### Records supplied
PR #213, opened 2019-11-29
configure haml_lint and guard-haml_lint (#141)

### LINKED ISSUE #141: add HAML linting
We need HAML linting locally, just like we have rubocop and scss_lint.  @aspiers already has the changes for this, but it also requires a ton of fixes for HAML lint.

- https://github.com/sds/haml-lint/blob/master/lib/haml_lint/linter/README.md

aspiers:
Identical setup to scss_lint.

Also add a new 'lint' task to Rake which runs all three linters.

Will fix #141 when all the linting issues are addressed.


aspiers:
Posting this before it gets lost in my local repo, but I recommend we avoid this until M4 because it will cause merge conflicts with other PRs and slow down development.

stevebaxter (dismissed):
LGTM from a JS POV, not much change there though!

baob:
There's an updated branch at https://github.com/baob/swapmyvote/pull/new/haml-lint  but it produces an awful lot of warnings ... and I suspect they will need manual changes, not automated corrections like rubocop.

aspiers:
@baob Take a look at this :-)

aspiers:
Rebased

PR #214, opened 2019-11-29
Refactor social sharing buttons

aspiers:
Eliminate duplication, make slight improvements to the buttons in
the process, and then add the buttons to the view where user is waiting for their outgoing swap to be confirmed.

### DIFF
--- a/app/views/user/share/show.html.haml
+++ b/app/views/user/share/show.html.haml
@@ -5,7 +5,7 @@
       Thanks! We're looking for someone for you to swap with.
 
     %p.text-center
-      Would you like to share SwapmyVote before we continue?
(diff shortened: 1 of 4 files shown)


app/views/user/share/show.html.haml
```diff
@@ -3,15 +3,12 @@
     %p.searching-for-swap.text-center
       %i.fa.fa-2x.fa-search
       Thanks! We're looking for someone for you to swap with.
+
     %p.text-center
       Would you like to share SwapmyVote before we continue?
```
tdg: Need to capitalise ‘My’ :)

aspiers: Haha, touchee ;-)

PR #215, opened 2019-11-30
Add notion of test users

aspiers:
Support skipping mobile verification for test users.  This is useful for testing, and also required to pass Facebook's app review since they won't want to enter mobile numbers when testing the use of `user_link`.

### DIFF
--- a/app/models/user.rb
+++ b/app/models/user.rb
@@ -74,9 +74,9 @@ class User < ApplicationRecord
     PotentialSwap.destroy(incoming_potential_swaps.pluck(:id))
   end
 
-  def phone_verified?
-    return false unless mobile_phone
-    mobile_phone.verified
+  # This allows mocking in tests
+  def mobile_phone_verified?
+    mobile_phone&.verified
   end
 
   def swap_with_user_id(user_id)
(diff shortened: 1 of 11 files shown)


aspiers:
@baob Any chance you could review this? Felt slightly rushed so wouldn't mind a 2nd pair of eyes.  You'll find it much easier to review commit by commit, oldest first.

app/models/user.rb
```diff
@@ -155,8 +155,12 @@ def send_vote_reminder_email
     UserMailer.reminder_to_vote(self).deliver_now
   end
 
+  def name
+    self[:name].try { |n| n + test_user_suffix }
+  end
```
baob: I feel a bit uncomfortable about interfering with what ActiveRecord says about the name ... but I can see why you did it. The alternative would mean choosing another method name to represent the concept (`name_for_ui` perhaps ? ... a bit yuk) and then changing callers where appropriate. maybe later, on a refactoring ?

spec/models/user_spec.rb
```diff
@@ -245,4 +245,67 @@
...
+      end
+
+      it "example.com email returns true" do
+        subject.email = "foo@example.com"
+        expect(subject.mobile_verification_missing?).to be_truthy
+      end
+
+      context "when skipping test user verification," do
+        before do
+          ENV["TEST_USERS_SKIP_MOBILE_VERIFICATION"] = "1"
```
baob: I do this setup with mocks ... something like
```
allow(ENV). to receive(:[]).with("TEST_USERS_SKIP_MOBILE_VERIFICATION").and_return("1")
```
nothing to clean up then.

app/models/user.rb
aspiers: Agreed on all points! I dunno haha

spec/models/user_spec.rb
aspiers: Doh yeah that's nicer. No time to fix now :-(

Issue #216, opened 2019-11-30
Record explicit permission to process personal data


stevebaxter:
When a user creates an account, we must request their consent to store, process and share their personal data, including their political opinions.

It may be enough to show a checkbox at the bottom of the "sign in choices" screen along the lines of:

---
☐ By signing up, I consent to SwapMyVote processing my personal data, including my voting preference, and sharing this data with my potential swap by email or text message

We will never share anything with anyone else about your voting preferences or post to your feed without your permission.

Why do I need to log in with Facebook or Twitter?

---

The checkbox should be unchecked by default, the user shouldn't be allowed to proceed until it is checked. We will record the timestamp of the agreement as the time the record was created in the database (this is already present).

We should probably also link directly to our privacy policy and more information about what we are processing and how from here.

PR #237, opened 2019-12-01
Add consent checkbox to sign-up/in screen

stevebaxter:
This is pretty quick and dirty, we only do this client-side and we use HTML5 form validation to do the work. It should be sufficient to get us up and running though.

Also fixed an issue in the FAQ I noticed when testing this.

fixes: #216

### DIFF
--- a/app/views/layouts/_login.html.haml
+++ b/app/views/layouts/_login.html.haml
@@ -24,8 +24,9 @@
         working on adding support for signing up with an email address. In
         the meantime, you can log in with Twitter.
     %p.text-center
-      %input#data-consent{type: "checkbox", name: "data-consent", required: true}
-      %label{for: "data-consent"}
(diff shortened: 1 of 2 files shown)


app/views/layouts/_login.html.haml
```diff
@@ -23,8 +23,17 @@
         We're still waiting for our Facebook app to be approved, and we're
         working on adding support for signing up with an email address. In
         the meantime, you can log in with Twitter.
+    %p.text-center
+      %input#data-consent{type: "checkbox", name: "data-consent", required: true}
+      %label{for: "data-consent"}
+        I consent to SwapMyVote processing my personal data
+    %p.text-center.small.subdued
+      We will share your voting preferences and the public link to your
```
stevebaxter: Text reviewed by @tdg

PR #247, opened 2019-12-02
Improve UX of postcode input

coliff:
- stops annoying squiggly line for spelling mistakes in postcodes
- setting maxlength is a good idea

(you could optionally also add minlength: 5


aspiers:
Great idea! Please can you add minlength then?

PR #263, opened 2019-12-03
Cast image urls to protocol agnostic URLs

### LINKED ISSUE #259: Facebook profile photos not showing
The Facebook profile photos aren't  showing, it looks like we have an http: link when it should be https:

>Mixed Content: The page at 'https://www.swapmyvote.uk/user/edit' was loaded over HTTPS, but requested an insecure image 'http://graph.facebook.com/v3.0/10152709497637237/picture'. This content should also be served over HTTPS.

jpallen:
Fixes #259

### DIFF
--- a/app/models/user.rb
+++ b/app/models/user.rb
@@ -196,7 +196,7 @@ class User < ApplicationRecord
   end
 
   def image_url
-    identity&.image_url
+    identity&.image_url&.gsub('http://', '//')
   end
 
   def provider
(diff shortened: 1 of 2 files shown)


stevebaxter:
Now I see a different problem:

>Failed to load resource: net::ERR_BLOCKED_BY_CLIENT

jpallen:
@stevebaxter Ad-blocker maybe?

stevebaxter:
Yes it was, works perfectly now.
######
### Records supplied
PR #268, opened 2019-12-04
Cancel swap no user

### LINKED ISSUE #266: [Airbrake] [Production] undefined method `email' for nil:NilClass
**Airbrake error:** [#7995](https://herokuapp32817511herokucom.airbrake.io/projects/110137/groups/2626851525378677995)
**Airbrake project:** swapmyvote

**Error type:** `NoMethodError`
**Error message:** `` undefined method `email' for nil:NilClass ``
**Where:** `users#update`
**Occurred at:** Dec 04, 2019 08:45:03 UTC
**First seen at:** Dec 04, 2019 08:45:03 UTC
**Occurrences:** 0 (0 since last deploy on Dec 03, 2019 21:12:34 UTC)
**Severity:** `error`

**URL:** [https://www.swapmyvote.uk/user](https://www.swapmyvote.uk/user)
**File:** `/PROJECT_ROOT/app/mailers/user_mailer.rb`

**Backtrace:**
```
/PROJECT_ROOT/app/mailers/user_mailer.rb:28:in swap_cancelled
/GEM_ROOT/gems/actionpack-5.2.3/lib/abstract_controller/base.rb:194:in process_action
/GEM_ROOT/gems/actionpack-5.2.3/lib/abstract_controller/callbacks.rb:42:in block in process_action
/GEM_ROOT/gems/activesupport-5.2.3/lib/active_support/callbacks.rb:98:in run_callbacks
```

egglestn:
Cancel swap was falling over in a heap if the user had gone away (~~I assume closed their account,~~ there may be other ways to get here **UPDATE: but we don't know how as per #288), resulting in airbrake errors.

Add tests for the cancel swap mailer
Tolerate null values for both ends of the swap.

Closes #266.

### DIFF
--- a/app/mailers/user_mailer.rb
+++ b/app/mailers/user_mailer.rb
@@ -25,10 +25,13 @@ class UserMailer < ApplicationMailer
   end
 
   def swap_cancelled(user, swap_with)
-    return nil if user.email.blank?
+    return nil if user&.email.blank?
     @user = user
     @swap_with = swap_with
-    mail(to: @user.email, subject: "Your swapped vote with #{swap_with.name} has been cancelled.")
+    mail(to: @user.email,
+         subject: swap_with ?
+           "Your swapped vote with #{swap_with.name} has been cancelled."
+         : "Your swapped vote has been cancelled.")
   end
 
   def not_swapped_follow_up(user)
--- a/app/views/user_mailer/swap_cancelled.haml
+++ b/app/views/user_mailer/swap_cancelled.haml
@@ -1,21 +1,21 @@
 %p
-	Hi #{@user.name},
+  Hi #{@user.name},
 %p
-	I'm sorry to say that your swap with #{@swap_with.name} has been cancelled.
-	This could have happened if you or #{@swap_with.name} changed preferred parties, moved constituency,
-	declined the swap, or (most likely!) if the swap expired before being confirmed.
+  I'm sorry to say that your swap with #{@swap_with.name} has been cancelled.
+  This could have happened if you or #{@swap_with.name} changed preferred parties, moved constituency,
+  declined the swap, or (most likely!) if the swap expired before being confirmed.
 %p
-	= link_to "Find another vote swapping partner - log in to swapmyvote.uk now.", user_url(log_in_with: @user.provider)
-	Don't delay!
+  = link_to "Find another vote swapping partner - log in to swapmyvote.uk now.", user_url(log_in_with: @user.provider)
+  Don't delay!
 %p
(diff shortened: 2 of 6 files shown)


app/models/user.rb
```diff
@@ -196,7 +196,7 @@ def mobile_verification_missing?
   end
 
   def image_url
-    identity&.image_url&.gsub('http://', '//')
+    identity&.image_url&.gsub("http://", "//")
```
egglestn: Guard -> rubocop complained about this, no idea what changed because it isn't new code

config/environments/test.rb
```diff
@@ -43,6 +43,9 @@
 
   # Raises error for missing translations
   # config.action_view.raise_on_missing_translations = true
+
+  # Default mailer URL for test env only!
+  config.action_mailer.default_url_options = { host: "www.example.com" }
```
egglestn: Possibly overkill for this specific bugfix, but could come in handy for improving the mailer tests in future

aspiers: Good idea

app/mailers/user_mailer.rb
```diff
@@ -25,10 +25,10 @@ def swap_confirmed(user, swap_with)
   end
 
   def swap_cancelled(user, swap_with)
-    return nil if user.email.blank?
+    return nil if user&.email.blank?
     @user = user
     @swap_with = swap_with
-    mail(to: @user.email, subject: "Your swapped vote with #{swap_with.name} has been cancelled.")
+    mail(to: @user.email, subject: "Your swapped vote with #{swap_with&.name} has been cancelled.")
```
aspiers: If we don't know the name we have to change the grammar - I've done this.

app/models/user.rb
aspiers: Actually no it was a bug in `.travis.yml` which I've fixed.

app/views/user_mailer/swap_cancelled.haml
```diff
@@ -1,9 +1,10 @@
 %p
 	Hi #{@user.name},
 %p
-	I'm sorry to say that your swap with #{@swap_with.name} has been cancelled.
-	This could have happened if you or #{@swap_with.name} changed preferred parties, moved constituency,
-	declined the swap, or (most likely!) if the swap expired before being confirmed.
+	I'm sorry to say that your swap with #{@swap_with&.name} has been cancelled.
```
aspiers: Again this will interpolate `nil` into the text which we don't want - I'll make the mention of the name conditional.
######
_Task_.
Reproduce word for word the material above, beginning with the line that contains "It may be enough" and ending with the line that contains "This is pretty".

_Solution for this problem_.
It may be enough to show a checkbox at the bottom of the "sign in choices" screen along the lines of:

---
☐ By signing up, I consent to SwapMyVote processing my personal data, including my voting preference, and sharing this data with my potential swap by email or text message

We will never share anything with anyone else about your voting preferences or post to your feed without your permission.

Why do I need to log in with Facebook or Twitter?

---

The checkbox should be unchecked by default, the user shouldn't be allowed to proceed until it is checked. We will record the timestamp of the agreement as the time the record was created in the database (this is already present).

We should probably also link directly to our privacy policy and more information about what we are processing and how from here.

PR #237, opened 2019-12-01
Add consent checkbox to sign-up/in screen

stevebaxter:
This is pretty quick and dirty, we only do this client-side and we use HTML5 form validation to do the work. It should be sufficient to get us up and running though.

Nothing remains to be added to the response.